Critical Description of Work:
When I returned from the west coast to the mountains of western North Carolina in 1979, I expected to find the relatively clean air, clean water, and undeveloped landscape that existed here in my youth. Instead, I found myself in the midst of the beginnings of an all-out war on the ecology and the environment of the region, which today has escalated and manifested itself in any number of ways and around any number of environmentally sensitive issues ranging from EPA Superfund sites to severe air-quality problems and mega-developments.

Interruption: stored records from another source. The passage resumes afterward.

PR #436, opened 2025-08-20
feat(irae): update the IRAE system & user prompts

mikix:
### Checklist


Dtphelan1 (approved):
Looks good! We've already talked offline about how future versions of this task will need to reference much more complex PydanticModels, but that's still WIP at the moment.

dogversioning (approved):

After reading and hearing about issues such as development, zoning and land-use legislation, toxic waste, logging, water quality, and air pollution almost constantly in the news, and after many years of fighting the good fight with body and soul as a frontline member of a number of cultural and environmental organizations and movements, attending endless meetings, and seeing not nearly enough positive change in this Katuah bioregion, I took a spring trip to Ossabaw Island off the coast of Georgia in 1999 at the invitation of Janisse Ray and John Lane--to link up with the a group of southern nature writers that had been meeting annually for a few years to try and address the ecological and environmental issues in the Southeast, as well as to invigorate one another with their writing, while setting an important literary precedent as eco-ambassadors for our respective watersheds and our region.
Since then, I have waged my war with words and with regularity and with as much skillful conviction as possible. I have found that my solitary, if not poetic, voice has made a difference. If nothing else, my editorials, articles, and features have initiated important discussions in my community, as well as asking serious questions about the often dubious practices of businesses and state and local legislation concerning matters of the environment. I think, too, that by my speaking out about local issues, it has empowered others to do the same, creating groundswells that, on occasion, have led to positive tangible results.

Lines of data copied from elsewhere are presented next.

PR #443, opened 2025-09-02
nlp: add bedrock support (and allow Azure for gpt-oss and llama4)

mikix:
### Checklist

### DIFF
--- a/cumulus_etl/nlp/openai.py
+++ b/cumulus_etl/nlp/openai.py
@@ -1,7 +1,7 @@
 """Abstraction layer for Hugging Face's inference API"""
 
-import abc
 import os
+from collections.abc import Iterable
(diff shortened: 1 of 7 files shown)


cumulus_etl/nlp/openai.py
```diff
@@ -10,37 +10,62 @@
 from cumulus_etl import errors
 
 
-class OpenAIModel(abc.ABC):
```
mikix, line 13: I'm changing away from an abstract class that is inherited by specific-use models like AzureModel and LocalModel. And switching that into a class that looks for all supported methods (azure, bedrock, local) and finds whichever mode is configured. This better supports stuff like llama4, which can do any of the three modes depending on config.

PR #444, opened 2025-09-05
irae: update prompt and pydantic models, bump min python to 3.11

mikix:
### Checklist


cumulus_etl/etl/tasks/nlp_task.py
```diff
@@ -258,52 +260,74 @@ class BaseOpenAiTaskWithSpans(BaseOpenAiTask):
     1. We need to convert the text spans into integer spans, to avoid PHI hitting Athena.
     2. We need to ensure the pyarrow schema shows a list of ints not strings for spans.
 
-    It assumes the field is named "spans" in the top level of the pydantic model.
+    It assumes any field named "spans" in the hierarchy of the pydantic model should be converted.
```
mikix, line 263: This file's changes are mostly around handling a deeply nested pydantic model with "spans" fields anywhere in the hierarchy (previously, we only needed to handle one-level-deep models, but irae is expanding our needs)

Dtphelan1 (approved):
Pydantic changes look good to me!

PR #449, opened 2025-09-17
nlp: confirm number of documents before running NLP

mikix:
### Checklist


mikix:
> should there be a test of the cli input modes?

Yes probably. :( I was being lazy because I'd have to set up fake ttys :)

PR #456, opened 2025-10-06
nlp: improve bedrock support

mikix:
Now we should actually work for multiple models, using Bedrock's own API, not the OpenAI API (which only works for OpenAI models).

This also adds --provider as an argument for `cumulus-etl nlp`, which specifies which NLP provider to use (azure, bedrock, or local). The default is local, and if you try to use the wrong model, we now warn about it in the console (and I added a model support table to the docs).

Previously we were using environment variables to signal which to use, but now there won't be an obvious difference between bedrock and local, since bedrock just uses your typical AWS config, rather than custom env vars.

### Checklist


cumulus_etl/etl/nlp/cli.py
```diff
@@ -28,6 +28,13 @@ def define_nlp_parser(parser: argparse.ArgumentParser) -> None:
     cli_utils.add_aws(parser, athena=True)
     nlp.add_note_selection(parser)
 
+    parser.add_argument(
+        "--provider",
+        choices=["azure", "bedrock", "local"],
+        default="local",
+        help="which model provider to use (default is local)",
+    )
```
mikix, line 36: Notable changes in this PR, stuffing here:
- This change here, where now users need to specify `--provider` rather than just setting env vars.
- Cache format changed - we no longer cache the direct response from the server, but rather our interpretation of the response from the server.
  - implication 1: you can switch from bedrock to azure and the same note will still be cached (the main benefit of this change, besides the reduction of code complexity)
  - implication 2: if our interpretation meaningfully changes, we'll have to update task_version and ignore existing caches
- Bedrock support required a lot more manual fussing with the response. Their approach to enforcing a JSON schema is real bad. So we have to do some post-processing to catch the stragglers. This means that the black box of NLP is doing slightly different things between Bedrock and Azure. The alternative is not supporting Bedrock at all... But something to maybe test in the future.
- While here, I added a new IRAE task for Claude Sonnet 4.5 for easier testing. We wanted that anyway, so :shrug: I threw it in here.

dogversioning (approved):

PR #457, opened 2025-10-07
Update vllm models

mikix:
### Checklist


compose.yaml
```diff
@@ -178,18 +178,17 @@ services:
     # Needs 80GB of GPU memory. A g6.12xlarge EC2 instance should work.
     # Docs: https://docs.vllm.ai/projects/recipes/en/latest/Llama/Llama4-Scout.html
     extends: common-base
-    image: vllm/vllm-openai:v0.10.0
+    image: vllm/vllm-openai:v0.11.0
```
mikix, line 181: I still couldn't get llama4 to run, but I got closer. With 0.11.0 and downgrading to 4-bit quantization (which is what gpt-oss above uses), I no longer get memory issues. Instead I'm seeing some complaint about the wrong cuda driver version, which might be user-error. But I didn't want to waste too much time on this, so I stopped there. We're closer, but not yet proven to work.

compose.yaml
```diff
@@ -154,7 +154,7 @@ services:
       # If you update anything here that could affect NLP results, consider updating the
       # task_version of any tasks that use this docker.
       - --model=openai/gpt-oss-120b
-      - --revision=bc75b44b8a2a116a0e4c6659bcd1b7969885f423
+      - --revision=b5c939de8f754692c1647ca79fbf85e8c1e70f8a
```
mikix, line 157: Update to the latest version in hugging face, no big changes as far as I can tell from the commits, but they did adjust the prompt templates. I am not bothering to bump any of the task versions using this model, since I just did that in the last (unreleased) commit due to caching changes. So a good time to squeeze this in.

pyproject.toml
```diff
@@ -2,7 +2,7 @@
 name = "cumulus-etl"
 requires-python = ">= 3.11"
 dependencies = [
-    "aiobotocore < 2.22.0",  # FIXME: temp hotfix for dependency version madness - remove later
+    "s3fs[boto3]",  # specify this early to resolve some botocore/aiobotocore dependency madness
```
mikix, line 5: This seems to fix it; suggestion found online. :shrug:

PR #460, opened 2025-10-15
nlp: print consumed tokens after each model run

mikix:
This helps give folks an idea of cost / size of notes.

Example output:
```
 Reading    ━━━━━━━━━━━━━━━━━━━━━━━━━━━━━━━━━━━━━━━━ 100% 0:00:11
 Finalizing ━━━━━━━━━━━━━━━━━━━━━━━━━━━━━━━━━━━━━━━━ 100% 0:00:00
 1 written to irae__nlp_claude_sonnet45                             

 Token usage:
  New input tokens:                 715    
  Input tokens read from cache:     11,993 
  Output tokens:                    864    
  Estimated cost (as of Oct 2025):  $0.02  
```

This reports per-task (not one big report at the end for all NLP tasks in a given run), because costs are per-model.

A future improvement could be trying to calculate the cost up front (by tokenizing all the notes ourselves ahead of time, or just doing a quick and dirty "each note is roughly XXX * number of notes" calculation) and including it in the "are you sure?" prompt we do for NLP runs.

### Checklist

### DIFF
--- a/cumulus_etl/etl/tasks/base.py
+++ b/cumulus_etl/etl/tasks/base.py
@@ -155,6 +155,8 @@ class EtlTask:
                 for formatter in self.formatters:
                     formatter.finalize()
 
+        self.finish_task()
+
         return self.summaries
 
     @classmethod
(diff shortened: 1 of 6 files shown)


dogversioning (approved):
i suppose it's too much to ask for prices to be available from an API?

More and more of my time, energy, and focus as a writer (in all genres) seems to go toward the environment. The goal: is to try and elucidate the various issues threatening the natural world and bring about public debate, hoping that this will result in an expanded and engaged awareness leading to a more progressive mode of thinking where questions of balance and sustainability are concerned.
At present I am part of a neighborhood action group United Neighbors of Tuckasegee (UNOT) who are trying to stop a gravel quarry operation from coming into the Tuckasegee community on a piece of property adjacent to where I am living. Go to the website www.unot.org for news articles and information on this action. The gravel quarry is being proposed to service the building of roads for several large, gated community developments nearby. So we're not only fighting the rock quarry and all its environmental and toxicity issues, but the more general issue of development, carrying capacity, residual economics, and need for land-use planning in our county.
Meanwhile the fight to upgrade air quality in the Smoky Mountains continues. We have some of the worst air pollution indexes in the country, and we're trying to fight for progressive legislation and change all that through our grassroots organization: the Canary Coalition (as in "canary in a coal mine").